In Bible Study last Thursday evening, we were all talking about 'new normals' You know, when something unexpected or unwanted happens in your life, and you have to learn to live with a 'new normal'.
The first 'new normal' I could remember happening in my life was the summer I was 13. I had lived in the same house pretty much my whole life, but my family was getting ready to move. I didn't want to. We were only moving 20 minutes up the road, but to me, it might as well have been 2,000 miles. I was having to face my first 'new normal'
Little did I know, though, that the new house we were moving to was across the road from the house where my future husband was living! I often look back now and say that if my family hadn't moved, well....Joel Curtis may have never even noticed Jaime Skidmore....and the rest is history.
I kind of feel like the 'Jaime' of our first house is a totally different 'Jaime' than the girl who grew up across from Joel's family, went to college, got married, had babies.......it's like I'm a totally different person now.
I hadn't driven past our old house for years....maybe since before I was married, I can't remember. So, after our discussion last Thursday evening, when I found out we were going to be down that way today, I asked Joel if he'd mind leaving a few minutes early and driving past. I had to look twice to make sure it was the same house! The huuuuge pine tree that used to be smack dab in the middle of the yard was gone. The siding was light beige instead of white, and the shutters were green, not black. The clothes line was gone, and there was a new little railing around the front porch. But it looked very nice, and, yes....it was my old house. The old house was still there, and a flood of memories came rushing back. I pulled out my camera and snapped a picture.
And there you have it. The house I grew up in. Or, rather, the house I lived in when I was a little girl, before I grew up :)
My mama pulled my first tooth here. It was here that we brought my baby brother and sister home from the hospital. It was here that I sat at the piano on summer evenings, playing my little lessons with the front door open. It was here that I learned to ride a bike.
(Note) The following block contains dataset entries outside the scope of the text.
PR #183, opened 2022-05-16
fix: label and input uuids didn't match

dyersituations:
Related to: https://kiva.atlassian.net/browse/VUE-1010

- Because uuids didn't match, the radio buttons weren't clickable unless the component was rendered late (timing issue)
- This is one of those one-line fixes that took a silly amount of time to track down

### DIFF
--- a/@kiva/kv-components/vue/KvRadio.vue
+++ b/@kiva/kv-components/vue/KvRadio.vue
@@ -151,7 +151,7 @@ export default {
 			modelValue,
 		} = toRefs(props);
 
-		let uuid = ref(`kvr-${nanoid(10)}`);
+		const uuid = ref(null);
 		const radioRef = ref(null);
 
 		const {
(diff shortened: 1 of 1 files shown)


@kiva/kv-components/vue/KvRadio.vue
```diff
@@ -151,7 +151,7 @@ export default {
 			modelValue,
 		} = toRefs(props);
 
-		let uuid = ref(`kvr-${nanoid(10)}`);
+		const uuid = ref(null);
```
mcstover, line 154: i think we want to keep the setup init of the uuid as well. Making it a const should be fine though.

@kiva/kv-components/vue/KvRadio.vue
```diff
@@ -169,7 +169,7 @@ export default {
 		});
 
 		onMounted(() => {
-			uuid = `kvr-${nanoid(10)}`;
+			uuid.value = `kvr-${nanoid(10)}`;
```
mcstover, line 172: I think maybe the addition of `.value` is the culprit here.

dyersituations: Adding `.value` is indeed the fix.

roger-in-kiva (approved):

eddieferrer (approved):

mcstover (approved):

It was here that we brought our puppy home---my faithful, wild Precious puppy, who remained with our family for another nine years. It was here that our family was all together, healthy and happy, with no idea that Mom would be gone a mere 14 years after moving from that house.
The new house that we moved into....growing up......getting married.......those are all 'new normals' that I got used to. They were happy 'new normals'. But this losing my Mama.....it is a 'new normal' I will never get used to. For the rest of my life, I will look back on my first 28 years as 'the way things were supposed to be, when they were right'. Life goes on.....good things are happening.....but they're happening without my Mama.
Leanna has her first birthday in a week.....our first 'first birthday' without Mom. A new normal. It's yucky, and it stinks, and I will feel her absence at Leanna's party like a hole in my heart.
I miss my Mom every day.......but I am a Mama now, to four beautiful children.......and everyday we are building up our own set of memories. I only pray that I can be as good a Mom as my own Mama was.